Tal como advierte en su libro La ira y el perdón la filósofa estadunidense Martha Nussbaum, “hacer que las personas se den cuenta del carácter injusto del trato de la sociedad es el primer paso para el progreso social”.

Sin embargo, diría también Nussbaum, que la ira no es una emoción que deba prolongarse en el tiempo, porque así es como da paso a la venganza que, en vez de transformar, sala la tierra donde deberían germinar los cambios.

En efecto, la iracundia vengativa perpetúa el caos porque es desproporcionada; lejos de equilibrar la balanza termina quebrándola, no conoce la contención, es obsesiva y también irracional.
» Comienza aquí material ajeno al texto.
PR #2945, opened 2024-09-22
tetragon: Add map ownership

olsajiri:
Adding the concept of owning map and splitting Map object to owners and others.

The idea is that the 'owned' Map object takes care of creating/overwriting the pin,
while the 'other' Map object is just a user, that can read/update map but can't create it.

I'm not really happy with the 'other' naming, so any ideas are welcome ;-)

### DIFF
--- a/pkg/sensors/program/map.go
+++ b/pkg/sensors/program/map.go
@@ -75,6 +75,11 @@ const (
 	MapTypeProgram
 )
 
+type MapOpts struct {
+	Type  MapType
+	Owner bool
+}
+
 // Map represents BPF maps.
 type Map struct {
 	Name         string
@@ -85,6 +90,7 @@ type Map struct {
 	Entries      MaxEntries
 	InnerEntries MaxEntries
 	Type         MapType
+	Owner        bool
 }
 
 // Map holds pointer to Program object as a source of its ebpf object
@@ -100,8 +106,8 @@ type Map struct {
 //	p.PinMap["map2"] = &map2
 //	...
 //	p.PinMap["mapX"] = &mapX
-func mapBuilder(name string, ty MapType, lds ...*Program) *Map {
-	m := &Map{name, "", lds[0], Idle(), nil, MaxEntries{0, false}, MaxEntries{0, false}, ty}
+func mapBuilder(name string, ty MapType, owner bool, lds ...*Program) *Map {
+	m := &Map{name, "", lds[0], Idle(), nil, MaxEntries{0, false}, MaxEntries{0, false}, ty, owner}
 	for _, ld := range lds {
 		ld.PinMap[name] = m
 	}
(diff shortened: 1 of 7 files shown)


tixxdz:
> Adding the concept of owning map and splitting Map object to owners and others.
> 
> The idea is that the 'owned' Map object takes care of creating/overwriting the pin, while the 'other' Map object is just a user, that can read/update map but can't create it.

What are the possible use cases for it? restart ? or is it just to organize better?
 
> I'm not really happy with the 'other' naming, so any ideas are welcome ;-)

Hmm others could be fine, or "non-owners"?, but those are certainly better than "users" ?   or go with creators and users? ...

olsajiri:
> > Adding the concept of owning map and splitting Map object to owners and others.
> > The idea is that the 'owned' Map object takes care of creating/overwriting the pin, while the 'other' Map object is just a user, that can read/update map but can't create it.
> 
> What are the possible use cases for it? restart ? or is it just to organize better?

so at the moment any user of the map will overwrite the pin file with its spec and max entries,
while in reality we  always have one user that creates the map (owner) and other users that
expect the map to exist and want just to open and use it

it has also another aspect where you need all the users of the map to match the same spec
and same max entries value which is not convenient from configuration point of view, because
all users must have access to the spec and max entries

having the owner and other user force the config  duty only to owner and other users just use the map

> 
> > I'm not really happy with the 'other' naming, so any ideas are welcome ;-)
> 
> Hmm others could be fine, or "non-owners"?, but those are certainly better than "users" ? or go with creators and users? ...

hm, right.. maybe MapBuilder(..) for owner and MapUser(..) (instead MapOther) for other users.. with:

also perhaps the MapOwner should be just bool.. iota is perhaps too much

let's see.. thanks a lot for review

mtardy:
This could be beneficial for accounting which sensor/progs/policies are responsible for BPF map memory use, cc @kkourt

pkg/sensors/program/map.go
```diff
@@ -245,11 +245,12 @@ func isValidSubdir(d string) bool {
...
+func LoadOrCreatePinnedMap(pinPath string, mapSpec *ebpf.MapSpec, create bool) (*ebpf.Map, error) {
+	var err error
 	// Try to open the pinPath and if it exist use the previously
 	// pinned map otherwise pin the map and next user will find
 	// it here.
-	if _, err := os.Stat(pinPath); err == nil {
+	if _, err = os.Stat(pinPath); err == nil {
 		m, err := ebpf.LoadPinnedMap(pinPath, nil)
 		if err != nil {
 			return nil, fmt.Errorf("loading pinned map from path '%s' failed: %w", pinPath, err)
```
tixxdz, line 283: Does it make sense to re-create here if we have create true?

pkg/sensors/program/map.go
```diff
@@ -260,12 +261,23 @@ func LoadOrCreatePinnedMap(pinPath string, mapSpec *ebpf.MapSpec) (*ebpf.Map, er
 				"map-name": mapSpec.Name,
 			}).Warn("tetragon, incompatible map found: will delete and recreate")
```
tixxdz, line 289: Maybe this delete and recreate warn should be moved inside create true?

pkg/sensors/program/map.go
```diff
@@ -260,12 +261,23 @@ func LoadOrCreatePinnedMap(pinPath string, mapSpec *ebpf.MapSpec) (*ebpf.Map, er
...
+			if create {
+				os.Remove(pinPath)
+				return createPinnedMap(pinPath, mapSpec)
+			}
+			return nil, fmt.Errorf("incompatible map path '%s'", pinPath)
 		}
+		return m, nil
+	}
+	if create {
+		return createPinnedMap(pinPath, mapSpec)
```
tixxdz, line 302: Could move this create just after the state(pinPath) failure , and have the rest outside of if , just for readability up to you

tixxdz (approved):
LGTM, minor suggestions with one log message that should be fixed. Thank you!

pkg/sensors/program/map.go
olsajiri: hm, so this leg is when there is already an existing pin and we check if the pin is compatible with what we want to create, if it is, we are done, if not, we remove the pin and create new one

pkg/sensors/program/map.go
olsajiri: good catch! will move, thanks

pkg/sensors/program/map.go
olsajiri: hm, so it is already in the place after the stat failure.. not sure what you mean

pkg/sensors/program/map.go
```diff
@@ -47,6 +47,17 @@
 //      - map is local for program, not shared at all
 //
 //  NOTE Please do not share MapTypeProgram maps, it brings confusion.
+//
+//  Each map declares the ownership of the map. The map can be either
+//  owner of the map (via MapBuilder* helpers) or as an user (MapUser*
+//  helpers.
```
kkourt, line 53: Thanks for adding the comments!

kkourt (approved):
🚀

Cuando la justicia revolucionaria no deviene en justicia política –es decir, en leyes e instituciones basadas en argumentos–, la ira es la llave que abre la puerta a la política del resentimiento.

Decía el filósofo inglés del siglo XVII Joseph Butler, que cuando el resentimiento se hace masivo –cuando se convierte en el principal cemento que reúne al conjunto– debemos esperar lo peor.

El resentimiento es una de las expresiones más pueriles del narcicismo. Quien bebe de sus aguas predica una supuesta superioridad moral: la política del rencor no quiere restituir justicia ni igualar ni enfrentar las asimetrías o promover la honestidad, sino elevar a quien la ejerce para humillar, descartar y menospreciar al semejante.

Este es el razonamiento principal de Nussbaum: la justicia revolucionaria sin justicia política (leyes e instituciones) deriva en una acción resentida de masa dispuesta para amplificar la arbitrariedad.

El Terror de la Revolución Francesa, la Inquisición de la Iglesia católica, el genocidio nazi o la Revolución Cultural en China son algunos, entre muchos ejemplos históricos, del destino al que conduce la política que apela al resentimiento.

Hay un elemento principal que impide a la ira convertirse en venganza y a la revolución en política rencorosa. Se trata de la noción de futuro. Mientras la venganza y el encono son emociones ancladas en el pasado, la transformación y la justicia miran hacia el porvenir.

En efecto, no hay resentimiento que contagie sin antes apelar a lo que sucedió ayer. El rencor se alimenta de lo que fue, se sostiene de las injusticias cometidas por las generaciones previas. El resentido no puede vivir el presente ni reflexionar sobre lo que viene: el pasado lo ocupa todo, lo aliena y le arrebata identidad.

La noción de futuro, en cambio, obliga a reconciliar como única vía para trascender las razones de la ira. Para ser viable, la conciliación no puede negar los argumentos que provocaron el malestar, pero requiere ir más allá.

Pide echar mano de la política de la aproximación que se encuentra justo en la orilla opuesta del resentimiento.

No se trata de perdonar, mucho menos de olvidar los agravios, sino de acomodar con virtud a quienes coexisten dentro de la misma comunidad, bajo reglas e instituciones reformadas con el propósito deliberado de conjurar los motivos originales de la ira.

Ese acomodo reconciliatorio únicamente puede lograrse a partir de la serenidad. Es decir, dejando atrás las furias para que su lugar lo ocupen la justicia reflexiva, el diálogo, el respeto y la negociación.

No creo que en 2022 habrá lugar para la serenidad, tampoco para la reconciliación, pero en estas fechas de celebración nos merecemos imaginar lo deseable, aunque sea por un instante.